Provided data START

PR #10398, opened 2026-06-05
feat: new canister settings minimum_incoming_canister_call_cycles

mraszyk:
This PR introduces a new canister setting `minimum_incoming_canister_call_cycles` specifying the minimum amount of cycles that must be available as transferred cycles in an incoming inter-canister call from a different canister (i.e., ignoring ingress messages: `canister_inspect_message` hook can be used to filter them, albeit only via non-replicated execution).


packages/ic-management-canister-types/src/lib.rs
```diff
@@ -161,6 +161,14 @@ pub struct CanisterSettings {
     ///
     /// Default value: `null` (i.e., no environment variables provided).
     pub environment_variables: Option<Vec<EnvironmentVariable>>,
+    /// Indicates the minimum number of cycles required for an incoming message
+    /// from another canister. Messages with fewer cycles are rejected with a
+    /// `CanisterError`. Ingress messages are not affected.
```
alin-at-dfinity: > Ingress messages are not affected.

I was thinking this kind of defeats the purpose. Took me a while to realize that there's [whatever the single-replica ingress message filtering mechanism is called]. Maybe mention that, just in case someone is looking at the implementation, trying to figure out how to deal with call spam.

packages/ic-management-canister-types/src/lib.rs
```diff
@@ -161,6 +161,14 @@ pub struct CanisterSettings {
...
+    ///
+    /// Must be a number between 0 and 2<sup>128</sup>-1, inclusively.
+    ///
+    /// Default value: `0` (i.e., no minimum enforced).
+    pub minimum_msg_cycles_available: Option<Nat>,
 }
```
alin-at-dfinity, line 174: When I first read the name I thought this was some sort of freezing threshold for cycles reserved for outgoing calls. Maybe we should call it something like "minimum [call] payment"? Or, if you think "pauyment" is only used in the implementation, not the spec, and is thus potentially confusing, then "attached cycles"?

"Available" sounds too much like "balance" or "reservation".

alin-at-dfinity (commented):
Dropping this one comment early. In case you agree with it, it will require a lot of renaming and it's probably best to get it out of the way.

packages/ic-management-canister-types/src/lib.rs
mraszyk: The motivation for this name was the system API `ic0.msg_cycles_available` which returns how many cycles have been transferred by the caller (and not yet accepted by the callee) so the new setting is a lower bound for the value of that system API at the very beginning of the call.

But I see your confusion: how does `minimum_incoming_call_cycles` or `minimum_canister_call_cycles` sound? (Focus on either incoming/outgoing and ingress/inter-canister, respectively, the combined `minimum_incoming_canister_call_cycles` is the most precise, but pretty long.)

rs/types/management_canister_types/src/lib.rs
```diff
@@ -1402,9 +1404,11 @@ pub struct DefiniteCanisterSettingsArgs {
     wasm_memory_limit: candid::Nat,
     wasm_memory_threshold: candid::Nat,
     environment_variables: Vec<EnvironmentVariable>,
+    minimum_msg_cycles_available: candid::Nat,
```
alin-at-dfinity: Personal opinion: I would put this somewhere next to the other fields that have to do with cycles, rather than tack it onto the end. Same with `SystemState` / `CanisterStateBits` / `CanisterStateBits` proto.

alin-at-dfinity (commented):
Only one more nitpick, otherwise LGTM.

packages/ic-management-canister-types/src/lib.rs
alin-at-dfinity: `minimum_canister_call_cycles` sounds more obvious.

I understand now where it comes from, but I suppose `msg_cycles_available` is both somewhat more specific and somewhat unfortunate too. (o:

daniel-wong-dfinity-org-twin (approved):
Approving only for the one Governance-owned file (under nervous_system).

packages/ic-management-canister-types/src/lib.rs
```diff
@@ -126,6 +126,15 @@ pub struct CanisterSettings {
     ///
     /// Default value: `5_000_000_000_000` (5 trillion cycles).
     pub reserved_cycles_limit: Option<Nat>,
+    /// Indicates the minimum number of cycles required for an incoming message
+    /// from another canister. Messages with fewer cycles are rejected with a
```
alin-at-dfinity:
```suggestion
    /// Indicates the minimum number of cycles required for an incoming call
    /// from another canister. Calls with fewer cycles are rejected with a
```

packages/ic-management-canister-types/src/lib.rs
```diff
@@ -182,6 +191,8 @@ pub struct DefiniteCanisterSettings {
     pub freezing_threshold: Nat,
     /// Upper limit on [`CanisterStatusResult::reserved_cycles`] of the canister.
     pub reserved_cycles_limit: Nat,
+    /// Minimum number of cycles required for an incoming message from another canister.
```
alin-at-dfinity:
```suggestion
    /// Minimum number of cycles required for an incoming call from another canister.
```

rs/replicated_state/src/canister_state/system_state.rs
```diff
@@ -557,6 +557,13 @@ pub struct SystemState {
     /// fail if `reserved_balance + N` exceeds this limit if the limit is set.
     reserved_balance_limit: Option<Cycles>,
 
+    /// Minimum number of cycles required for an incoming message from another canister.
+    /// Messages with fewer cycles are rejected with a CanisterError at no cycles cost to the callee.
```
alin-at-dfinity:
```suggestion
    /// Minimum number of cycles required for an incoming call from another canister.
    /// Calls with fewer cycles are rejected with a CanisterError at no cycles cost to the callee.
```

rs/execution_environment/src/execution_environment.rs
```diff
@@ -2269,6 +2269,34 @@ impl ExecutionEnvironment {
                 );
             }
             CanisterMessageOrTask::Message(CanisterMessage::Request(request)) => {
+                let min_cycles = canister.system_state.minimum_incoming_canister_call_cycles;
+                if request.payment < min_cycles {
```
alin-at-dfinity: The doc comment (and common sense) say "incoming message/call from another canister". But this seems to apply uniformly to all canisters including self.

Am I missing something?

alin-at-dfinity (approved):
LGTM, modulo the self-calls comment.

rs/execution_environment/src/execution_environment.rs
mraszyk: Good point, thanks! https://github.com/dfinity/ic/pull/10398/commits/9be1e02141e1f192c9bdf7fd6c49454090044472

PR #10407, opened 2026-06-08
feat: subnet deletion in PocketIC

mraszyk:
This PR adds a PocketIC operation to delete a subnet:
- the subnet's `StateMachine` is properly dropped from the PocketIC state (including state directory removal);
- the registry is updated accordingly (including registry changes in the registry canister if the registry canister has been bootstrapped by PocketIC, i.e., not manually).

Note. This PR does not implement subnet deletion in DSM! Stale artifacts (such as stale streams and hanging unbounded-wait calls) might persist.

### DIFF
--- a/packages/pocket-ic/src/common/rest.rs
+++ b/packages/pocket-ic/src/common/rest.rs
@@ -12,6 +12,7 @@ use serde::{Deserialize, Serialize};
 use std::collections::BTreeMap;
 use std::net::SocketAddr;
 use std::path::PathBuf;
+use strum::IntoEnumIterator;
 use strum_macros::EnumIter;
 
 pub type InstanceId = usize;
@@ -482,6 +483,23 @@ pub enum SubnetKind {
     VerifiedApplication,
 }
 
+impl SubnetKind {
+    pub fn is_named(self) -> bool {
+        match self {
+            SubnetKind::NNS
+            | SubnetKind::SNS
+            | SubnetKind::II
+            | SubnetKind::Fiduciary
+            | SubnetKind::Bitcoin
+            | SubnetKind::TestThresholdKeys => true,
+            SubnetKind::Application
+            | SubnetKind::CloudEngine
+            | SubnetKind::System
+            | SubnetKind::VerifiedApplication => false,
+        }
+    }
+}
+
 /// This represents which named subnets the user wants to create, and how
 /// many of the general app/system subnets, which are indistinguishable.
 #[derive(Debug, Clone, Eq, Hash, PartialEq, Serialize, Deserialize, Default, JsonSchema)]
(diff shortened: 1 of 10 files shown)


packages/pocket-ic/src/common/rest.rs
```diff
@@ -805,25 +822,37 @@ impl SubnetStateConfig {
...
-            (self.test_threshold_keys.clone(), TestThresholdKeys),
-        ]
-        .into_iter()
-        .filter(|(mb, _)| mb.is_some())
-        .map(|(mb, kind)| {
-            let spec = mb.unwrap();
-            (kind, spec.get_state_path(), spec.get_instruction_config())
-        })
-        .collect()
+        [NNS, SNS, II, Fiduciary, Bitcoin, TestThresholdKeys]
```
alin-at-dfinity: Idea, feel free to ignore: Maybe a `NamedSubnet` enum and an `impl TryInto<NamedSubnet> for SubnetKind` would solve both filtering and ordering; plus ensure that this particular list can never fall out of sync with `SubnetKind::is_named()`.

packages/pocket-ic/tests/tests.rs
```diff
@@ -3631,3 +3631,185 @@ fn cloud_engine_default_effective_canister_id() {
...
+        )
+        .expect("inter-canister call via canister_1 should succeed");
+    assert_eq!(
+        Decode!(&reply, u32).unwrap(),
+        RejectCode::DestinationInvalid as u32
+    );
+}
+
+#[test]
+fn test_delete_default_effective_canister_id_subnet_fails() {
```
alin-at-dfinity, line 3711: Could you please add a doc (or inline) comment explaining why this is so?

I imagine it's a sanity thing (i.e. so as to not break PocketIC), but I actually have no idea.

rs/pocket_ic_server/src/pocket_ic.rs
```diff
@@ -2776,6 +2877,26 @@ pub struct PocketIc {
...
+            Ok(sm) => {
+                sm.drop();
+                break;
+            }
+            Err(sm) => {
+                state_machine = Some(sm);
+                std::thread::sleep(std::time::Duration::from_millis(10));
+            }
+        }
+        if start.elapsed() > std::time::Duration::from_secs(5 * 60) {
```
alin-at-dfinity: Random thought: Do we really want to wait 5 minutes per subnet?

(We could also set a deadline -- e.g. initially 5 minutes from "now" -- and pass that deadline as an argument, so e.g. `PocketIc::drop()` would only wait at most 5 minutes for all subnets.)

alin-at-dfinity (approved):

PR #10408, opened 2026-06-08
chore(P2P): Only increment error metric if transport infos of all registry versions are empty

eichhorl:
The peer manager maintains connections to all peers that are in the subnet record in any registry version between the "oldest version in use" and the latest locally available registry version.

The "oldest registry version in use" is determined by the CUP. In case of a subnet creation, this CUP is a registry CUP that contains the registry version just _before_ the subnet was created (see [here](https://sourcegraph.com/r/github.com/dfinity/ic@8cf338f5ef95432dc61233df889d98837d780466/-/blob/rs/registry/canister/src/mutations/do_create_subnet.rs?L63)).

This means that when the peer manager attempts to make connections to peers according to the "oldest registry version in use", the subnet doesn't actually exist yet, which then triggers the `empty_list_of_node_records` error. This is fine however, because it will find the correct peers in the subsequent registry version (which is guaranteed to exist, otherwise we would not have the registry CUP).

To improve the error signal of this metric, we change it such that it is only incremented if _all_ registry versions do not contain transport infos, meaning there are no peers shared with the new subnet topology.

### DIFF
--- a/rs/p2p/peer_manager/src/lib.rs
+++ b/rs/p2p/peer_manager/src/lib.rs
@@ -135,11 +135,6 @@ impl PeerManager {
                         self.log,
                         "Got transport infos but it's empty. Registry version {version}"
                     );
-                    self.metrics
-                        .topology_watcher_errors
-                        .with_label_values(&["empty_list_of_node_records"])
-                        .inc();
-
                     Vec::new()
                 }
                 Err(err) => {
@@ -192,6 +187,13 @@ impl PeerManager {
                     }
                 }
             }
+        }
+
+        if subnet_nodes.is_empty() {
+            self.metrics
+                .topology_watcher_errors
+                .with_label_values(&["empty_subnet_nodes"])
+                .inc();
         }
 
         SubnetTopology::new(


pierugo-dfinity:
This works well. Alternatively, I had thought of making an exception in `CatchUpPackage::get_oldest_registry_version_in_use` which would return the block's validation context's registry version instead of the summary's registry version _in case cup.height == 0_, because it is the registry version at which the CUP [was added to the registry](https://sourcegraph.com/r/github.com/dfinity/ic@8cf338f5ef95432dc61233df889d98837d780466/-/blob/rs/consensus/cup_utils/src/lib.rs?L187) (which is the same that added the subnet record). 

I agree that this would introduce some complexity which could be avoided with your simpler change. But implementing it this way also makes more sense functionality-wise since the consumers of `get_oldest_registry_version_in_use` are all interested in membership (P2P, orchestrator for detecting unassignment, firewall), so they all expect to see a `SubnetRecord` at that registry version (in practice not the firewall, but it still does conceptually).

WDYT?

alin-at-dfinity (approved):

alin-at-dfinity (commented):
Damn, only noticed Pierugo's comment after I hit Approve. My apologies, I thought I was just being helpful.

eichhorl:
> making an exception in `CatchUpPackage::get_oldest_registry_version_in_use` which would return the block's validation context's registry version instead of the summary's registry version _in case cup.height == 0_,

I think I prefer to keep it as is, because introducing the special case leaks information about the callers into the function and breaks the documented contract of returning "the oldest version in use". The other callers around unassignment and firewalls are already written defensively, and do not assume that "the oldest version in use" must necessarily relate to an "oldest membership to a subnet version" (which in my opinion is the problem this PR is trying to fix for P2P).

Pace222 (approved):
Alright, that makes sense to me! I agree that my workaround feels hacky

pierugo-dfinity (approved):
With my proper account :D

PR #10411, opened 2026-06-08
chore: Drop `SystemMetadata::full_topology`

alin-at-dfinity:
Since now all subnets (including engines) always "see" each other, there is no need for a separate `full_topology` to be certified by the NNS. We can fall back on the regular `topology` and drop `full_topology` altogether.

This is to only be merged into `master` once #10215 has been deployed, to avoid any forward compatibility issues (rolling back from a replica without `full_topology` to one depending on `full_topology` would break delegations).


schneiderstefan:
I don't think you can just drop it like that because of upgrades and downgrades. I initially thought about including this in my PR, but it's a bit trickier. During downgrades, the old version would expect the full topology to still be there. During upgrades, you also want to load the full topology still, otherwise you have no full topology in the first round after the upgrade.

alin-at-dfinity:
Closed in favor of #11216.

Provided data END

*Exercise:* Select and copy each line from the data that includes the word "actually".

*Solved problem:*
I imagine it's a sanity thing (i.e. so as to not break PocketIC), but I actually have no idea.
This means that when the peer manager attempts to make connections to peers according to the "oldest registry version in use", the subnet doesn't actually exist yet, which then triggers the `empty_list_of_node_records` error. This is fine however, because it will find the correct peers in the subsequent registry version (which is guaranteed to exist, otherwise we would not have the registry CUP).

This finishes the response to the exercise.